Getting Hairy

All through college, and when I first moved to NYC, I kept clean-shaven.  But when I was 22 or 23, initially for the convenience during a period of frequent travel, I decided to try growing a beard.  Quickly, I realized that anything over two or three weeks of growth looked pretty terrible—overly patchy, like a mangy dog.  But with a trimmer, I could hold at one or two weeks of scruff, which I liked.  Every month or two, I’d shave it off completely.  And once or twice a year, I’d do a few weeks of 70’s porn ‘stache, until mounting protest would get me to shave that, too.  But otherwise, for the last decade and a half, short beard has been pretty much my default setting.

Over the years, as I’ve gotten older, my facial hair has also gotten thicker and heavier.  I first noticed the increase of heft during those mustached stretches, as in recent years I could get a surprisingly Tom Selleck/Sam Elliott thing going if I gave it time.  Which made me think: if I had vetoed the grown-out full beard on account of thinness, perhaps that would no longer be an issue.  So I resolved I’d let my beard grow for at least a month or two past my normal 3-week cap, and see what happened.

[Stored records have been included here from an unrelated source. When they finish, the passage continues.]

PR #3675, opened 2026-01-04
Update docv1 by softwaredev509

softwaredev509:
## Description
This PR improves the documentation for the `Popover` component to make it more compatible with LLMs (Large Language Models) like Claude or ChatGPT, as well as more informative for human users.

## Problem
Currently, the documentation relies heavily on visual demos, which leads to generated content (like `llms.txt`) that lacks semantic context. This causes LLMs to hallucinate imports or usage patterns (e.g., confusing `base-ui` with `base-ui-components`) because they don't "see" the implementation details hidden in demos.

## Changes
- Added a clear **Description** and **Use Cases** section to [popover/page.mdx]
- Added an **Anatomy** section with text descriptions for each sub-component (`Root`, `Trigger`, etc.).
- Added an **Accessibility** section detailing keyboard interactions and ARIA roles.

These changes will automatically populate the generated `llms.txt` with rich context, explaining the component's purpose and structure to AI assistants.

### DIFF
--- a/docs/src/app/(docs)/react/components/popover/page.mdx
+++ b/docs/src/app/(docs)/react/components/popover/page.mdx
@@ -18,9 +18,9 @@ Unlike a [Tooltip](/react/components/tooltip), which is used for brief helper te
 
 ## Use cases
 
--   **User Profiles**: Displaying user details and actions in a dropdown.
--   **Filters**: Showing complex filter options for a data table.
--   **Feature Tours**: Providing detailed context about a new feature.
+- **User Profiles**: Displaying user details and actions in a dropdown.
+- **Filters**: Showing complex filter options for a data table.
+- **Feature Tours**: Providing detailed context about a new feature.
 
 ## Anatomy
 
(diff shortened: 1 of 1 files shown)


colmtuite:
Hey, thanks for attempting to improve the docs. There are very many ways we could improve the docs, so I appreciate the efforts. However, I'm closing this PR for a few reasons:

1. The parts are already described under each heading in the API Reference. Some of this is word-for-word duplicate content.
2. We don't document markup or keyboard interactions, since that is handled by Base UI for the user, and they don't need to implement anything there. Therefore they don't need implementation guidance.
3. If we were going to add new docs content similar to this, we would do it across all components simultaneously, for a cohesive experience.

> confusing base-ui with base-ui-components

None of these changes will help with this. I recommend you point llms to the[ /releases page](https://base-ui.com/react/overview/releases#v1-0-0), for new projects, and ask it to use the latest conventions and packages.

> Use Cases section

This is one is a good idea imo. However, I think images are probably necessary. And I think the content here is more useful if it compares the component to other similar components, and explains when to use one over the other.

PR #3680, opened 2026-01-05
[drawer] Create new Drawer / Sheet component

### LINKED ISSUE #38: [drawer] Create the unstyled Drawer / Sheet component
This is the place to gather ideas, measure interest and discuss the API and implementation details of the drawer component.

## User requests

- https://www.reddit.com/r/reactjs/comments/1pk18v9/comment/ntqbuf0/
  > I beg you please copy Vaul, make your own swipe-able drawer with handle and snap points and make sure it's smooth on mobile because Vaul is practically deprecated
- Not a direct request, but people are looking for a way to move forward with Vaul:
  - https://github.com/shadcn-ui/ui/issues/9191
  - https://github.com/shadcn-ui/ui/issues/8455
  - https://github.com/emilkowalski/vaul/issues/630

## Benchmarks

- View only: https://mui-org.notion.site/core-Drawer-2ebcbfe7b66080a68150cdc9e0b0ac20?source=copy_link
- Edit: https://www.notion.so/mui-org/core-Drawer-2ebcbfe7b66080a68150cdc9e0b0ac20

atomiks:
Closes #38

- [x] Nested drawer demo/logic/styling
- [x] Background indent provider
- [x] Handle text selection with swiping interaction
- [x] Fix momentum when swipe dismissing
- [x] Snap points

Preview: https://deploy-preview-3680--base-ui.netlify.app/react/components/drawer


piehouserat:
any idea when this will ship? I need a drawer component fairly soon but I can always use vaul in the meantime

atomiks:
@piehouserat probably in v1.2.0 release around mid-February

philwolstenholme:
A neat feature would be to use a [CloseWatcher](https://developer.mozilla.org/en-US/docs/Web/API/CloseWatcher) to allow closing the drawer with the Android 'back' swipe gesture. This can make drawers and modals feel much more native. The browser support is Chromium only at the moment (I think?) but I usually feature detect it and fall back to an `Esc` key listener instead on unsupported browsers.

packages/react/src/drawer/popup/DrawerPopup.tsx
```diff
@@ -0,0 +1,515 @@
...
+    }
+
+    if (nestedDrawerOpen) {
+      return;
+    }
+
+    swipePointerProps.onPointerDown?.(event);
+  });
+
+  const handleTouchStart = useStableCallback((event: React.TouchEvent<HTMLDivElement>) => {
```
oliviertassinari: In Material UI, we ignore the events that have `event.defaultPrevented` to avoid event handling conflict:

1. A slider is inside the drawer, and it also try to intercept the event
2. A drawer from another library/version that overlay on top of ours.

I have tested 1. out of curiosity, and it didn't miss: it's broken in our case:

https://github.com/user-attachments/assets/f911ddc1-7361-427a-ba82-978229f2bc39

I don't know if Material UI's approach is the best possible solution, but it looks like we need to fix this.

oliviertassinari (commented):
@atomiks Really cool!

I don't know if you already need feedback, maybe not, but since I'm the only one? on Android, I thought I could have a quick play on my phone, and compare with Material UI:

1. It's impossible to close the drawer, starting outside of the Popup:

https://github.com/user-attachments/assets/2971c5be-a09d-4e51-9f69-32c965fde225

Vaul has the same problem. But on Android, all the native apps, e.g., Google Drive supports it. It works "correctly" with Material UI. I'm used to it at this point. The value for end-users is not having to put any mental energy in think where to place your finger to start the dismissal interaction.

2. It's possible to extend the drawer to infinity, it shouldn't:

https://github.com/user-attachments/assets/e8b792f2-4f53-43db-bb05-7880332d7902

I guess it's an Android-only issue, that we are good on iOS, we only have this issue because we want to have [resistance](https://github.com/user-attachments/assets/d75349cc-2d67-4dee-9204-ea3fcaa4cdcc) when going in the wrong direction, and it's a bit trickier in Android to make it work.

3. The close interaction feels too sensitive. I felt I had "cancelled" my interaction, I barely retracted the drawer, but still, it closed it:

https://github.com/user-attachments/assets/fef42e6d-fd6a-454a-8b94-8df7b7fadc9a

We could have short interactions like this to close the drawer, but then it should take into account the velocity of the movement; this is the approach used in Material UI.

Otherwise:

- I created a start of a benchmark page https://www.notion.so/mui-org/core-Drawer-Sheet-2ebcbfe7b66080a68150cdc9e0b0ac20, to help copy the best stuff that is out there. 
- In #38, linked to the relevant Shadcn issues: helps us understand a bit what those folks need (the key bugs from Vaul) and help folks find our solution.

atomiks:
@oliviertassinari thanks for all those points, very helpful - they should be addressed in the latest update

oliviertassinari:
@atomiks Point 1 solved. Point 2 solved, this is going to be even better than Vaul 👍. 

On Point 3, I feel similar struggles with the drawer closing or not closing based on my effort/intention.
When I looked at this in the past, I could only find a solution with two parameters https://github.com/mui/material-ui/blob/master/packages/mui-material/src/SwipeableDrawer/SwipeableDrawer.js#L703-L715:

- `hysteresis`: Something that defines how far in % the sheet needs to be retracted to be considered as a closed intent. Right now, it seems to be a fixed px value, and hardcoded: 80px. It feels like it should be in %, the value depends on the size of the sheet. Does it need to be controlled by designers? I don't know, keeping private would actually force them to open a GitHub issue, so it would allow us to learn if our default is great. Vaul has this notion too https://github.com/emilkowalski/vaul/blob/3e97aac6a38e4481bade71d7233ed6002e80f9b0/src/index.tsx#L60
- `minFlingVelocity`: Something that defines how much speed in the close interaction is considered a close intent. We don't have this today, which means that I have to move my finger a long distance to close. Doing a burst movement is faster and expresses a non-ambiguous intent. Vaul has this notion too https://github.com/emilkowalski/vaul/blob/3e97aac6a38e4481bade71d7233ed6002e80f9b0/src/index.tsx#L645.

oliviertassinari:
I was curious, had some fun with Design Arena, asked "a drawer component" with a couple of AI models: https://www.designarena.ai/vote/874afe70-a1de-450c-90e4-ed4cb073d5bf. AI is so far to be able to one-shot this component 😁

mnajdova:
Few things I noticed:
1. On iOS + Safari I can scroll the page while the drawer is open (we likely need to block the scrolling interactions when the drawer starts to open).
https://github.com/user-attachments/assets/c60f1f3c-3911-495c-bd56-bd1441aae8e7
2. +1 on the `hysteresis`, it can't be the same value for all drawer sizes, better to do it in % (or at least combine it with a min px value)

Inputs are handled nicely in combination with the drawer, well done 👌

atomiks:
I added velocity-based detection, so fast swipes dismiss with short distances. If you're dragging slowly, you need to cover 50% of the element's size for it to dismiss. (Not sure of the best values). It probably doesn't need customization to begin with, though

@mnajdova ~will be fixed by https://github.com/mui/base-ui/pull/3744, part of Dialog which Drawer extends~ I actually tested it out and it breaks a couple of things:

On iOS 26.1+, the transparent navbar fills in with the drawer's color, but the wrapper nodes break that. In addition, swipe gestures break because the scroll container blocks them. I think `touch-action: none;` is the only viable solution (Vaul adds this). Scroll containers inside the drawer can unset `touch-action` and use `overscroll-behavior: contain` to keep the scroll locked.

zobweyt:
This is really cool! Base UI is going to be the best headless UI library I have ever seen!

I was just wondering how to make this component responsive and simple in the code at the same time? I really want to use one component for large screens and the same one for small ones. It is already possible to implement this using dialog but the UX is not as convenient as drawer on mobile. The shadcn documentation recommends simply using a media query and rendering different components based on the its value. I don't really like this, since there's code duplication and they are essentially very similar components.

It would be great if you added an example to the documentation on how to make this responsive for large screens using the same component if possible.

Good luck with the implementation, it’s already awesome!

colmtuite:
### Swipe from outside to dismiss

> It's impossible to close the drawer, starting outside of the Popup
> The value for end-users is not having to put any mental energy in think where to place your finger to start the dismissal interaction.

This one is controversial. There's value in not having it dismiss too, so the backdrop is a safe zone for swiping (cleaning dust off your screen or whatever). But the biggest issue is that the Drawer should feel native, and iOS does not work like this. So we should either revert this, or detect the OS and have different behaviour for each.

### Swipe area to open
On YT, you can swipe a specific area of the viewport to open the Drawer, which is a nice touch. We should add this to be feature-complete.

https://github.com/user-attachments/assets/bac23901-83e8-4771-86dd-1560087acc58

oliviertassinari:
> that the Drawer should feel native, and iOS does not work like this.

Interesting, I was coming from the Android side, pushing on the "feel native" direction + upside of the approach.
+1 for a branch based on the OS then, even though I don't understand the upside of the safe zone.

atomiks:
> Swipe from outside to dismiss

@colmtuite turns out iOS isn't consistent here. Yesterday I was using Maps and it has a Drawer component that does exactly what we're doing in this PR. Honestly, it feels the best/most natural to me and allows you to sloppily swipe from above, which feels the most intuitive. 

Maybe it's intentionally context-dependent for some reason?

IMG_1794

colmtuite:
@atomiks 

> turns out iOS isn't consistent here

Interesting. I can't seem to find another iOS drawer that works like this. But yeah ok, I guess the question now is do we make it configurable (and only apply the option to iOS)? Have you looked at how this works in Swift, and how to configure it?

`Drawer.SwipeArea` is nice. It feels too aggressive to me though. Looking at Youtube, the threshold for opening after releasing while the pointer is static, seems to be if the drawer is open to >50% of its width/height (depending on direction/position).

atomiks:
> Interesting. I can't seem to find another iOS drawer that works like this. But yeah ok, I guess the question now is do we make it configurable (and only apply the option to iOS)? Have you looked at how this works in Swift, and how to configure it?

I would not make it configurable unless requested. It doesn't seem like it's configurable and Maps uses a "custom" sheet:

> Very likely it’s not using the stock sheet gesture recognizer behavior in those cases (Maps historically used custom bottom sheets well before UISheetPresentationController existed).

I would say it's not controversial though, it's probably something 99% of people don't even notice in iOS to begin with

philwolstenholme:
This is looking fantastic, just been playing around with it on Android Chrome and it's looking and feeling great. Thank you for adding the CloseWatcher support!

oliviertassinari:
The CloseWatcher is so good. Tweet material right there.

Having it supported in the drawer makes me feel like its missing everywhere now. The dialogs, the docs search, the docs nav
SCR-20260130-ulev

But it will take me a long time before trusting UIs that I can use the back button on a webpage and it won't go to the previous URL. A website having it would actually probably mess me up (train me to bad habits, **I would want to close a dialog to the action, and instead load the previous page, and lose what I was typing in a form, nooo**), it would make me want to expect all websites to have it, or have it disabled in the few that have it. Maybe because `<dialog>` supports it by default, people will get more used to it, and it's fine. Unclear #3905.

packages/react/src/drawer/root/DrawerRoot.tsx
```diff
@@ -353,5 +366,37 @@ function DrawerProviderReporter() {
     providerContext?.setDrawerOpen(drawerId, open);
   }, [drawerId, open, providerContext]);
 
+  React.useEffect(() => {
+    // CloseWatcher enables the Android back swipe gesture (Chromium-only).
```
oliviertassinari: It depends on how people configure it. It's a back button or a back swipe.

```suggestion
    // CloseWatcher enables the Android back gesture (Chromium-only).
```

https://eu.community.samsung.com/t5/galaxy-s24-series/buttons-vs-swipe-gestures-what-do-you-all-use-why/td-p/12769482

philwolstenholme:
> The CloseWatcher is so good. Tweet material right there.
> 
> Having it supported in the drawer makes me feel like its missing everywhere now.
> 
> But it will take me a long time before trusting UIs that I can use the back button on a webpage and it won't go to the previous URL. A website having it would actually probably mess me up (train me to bad habits), it would make me want to expect all websites to have it, or have it disabled in the few that have it.

I think it's my favourite recent web API addition, but I know what you mean about it being a bit confusing. It's being adopted slowly and there's no way for users to tell if a site supports it. I've added it to the site I look after at work as our users are 85% mobile and I imagine the Android users are used to being able to swipe back.

docs/src/app/(docs)/react/components/drawer/demos/snap-points/css-modules/index.tsx
michaldudak, line 1: Once the drawer is expanded, I can't make it compact again - it always closes when swiped down.

michaldudak:
The Drawer's contents are unusable with a stylus. Dragging works, but anything that requires clicks (buttons, inputs) don't work unless a really precise tap is performed (with no movement)

docs/src/app/(docs)/react/components/drawer/demos/snap-points/css-modules/index.tsx
atomiks: It's velocity-based, so if you do it slowly enough it won't skip the snap point. The `snapToSequentialPoints` prop disables this, if necessary

michaldudak:
When the Drawer content overflows, it's not possible to close it by swiping anymore (using touch, the other pointer types work ok)

michaldudak:
The new swipe reason is emitted by Drawer, but ReasonToEventMap has no swipe entry. That widens eventDetails.event to Event for swipe cases, losing pointer/touch typing for consumers handling onOpenChange.

michaldudak:
Right-clicking during dragging leaves the drawer in a weird state where it's draggable without a pressed mouse button.

atomiks:
> When the Drawer content overflows, it's not possible to close it by swiping anymore (using touch, the other pointer types work ok)

Can you elaborate on this? It's intentional that scrolling is allowed (and swiping doesn't work) unless `.scrollTop === 0` (for bottom sheets)

michaldudak:
Here's the issue:

https://github.com/user-attachments/assets/8a6f8ae2-4ace-432c-9ded-afe125a3a542

michaldudak:
Sometimes when I swipe to open, the drawer doesn't open fully:

https://github.com/user-attachments/assets/6b5a97d8-0af9-4437-9e8e-efaeec67ab4f

colmtuite:
@atomiks Do you think we need anything new to handle multiple panels in a single drawer? Or would it just be that the drawer itself is transparent, and you add your own divs and buttons inside to achieve the effect?

iPhone 17 - 1 (1)

atomiks:
> Do you think we need anything new to handle multiple panels in a single drawer? Or would it just be that the drawer itself is transparent, and you add your own divs and buttons inside to achieve the effect?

And, indeed, it did grow in, quickly and remarkably thickly, auburn red (the color of my mother’s hair, and, according to 23&me, the remnant of a Scandinavian streak in my otherwise solely Ashkenazi Jewish Eastern European Mutt ethnicity) with the occasional speckle of gray for a touch of gravitas.  But, as it grew for month after month, I also began to realize it wasn’t really veering towards mountain man/special forces/polar explorer in the way I had hoped.  Instead, I looked, in a word, rabbinical.  All I was missing was payis (the sideburn curls), a long black coat, and a black felt hat.

So, after four solid months, I eventually shaved back to ground zero.  And, based on the immediate feedback, I dropped about a decade of perceived age in the process.  Thus, it appears the answer remains: a week or two of scruff or less.  Any more and it’s oy gevalt indeed.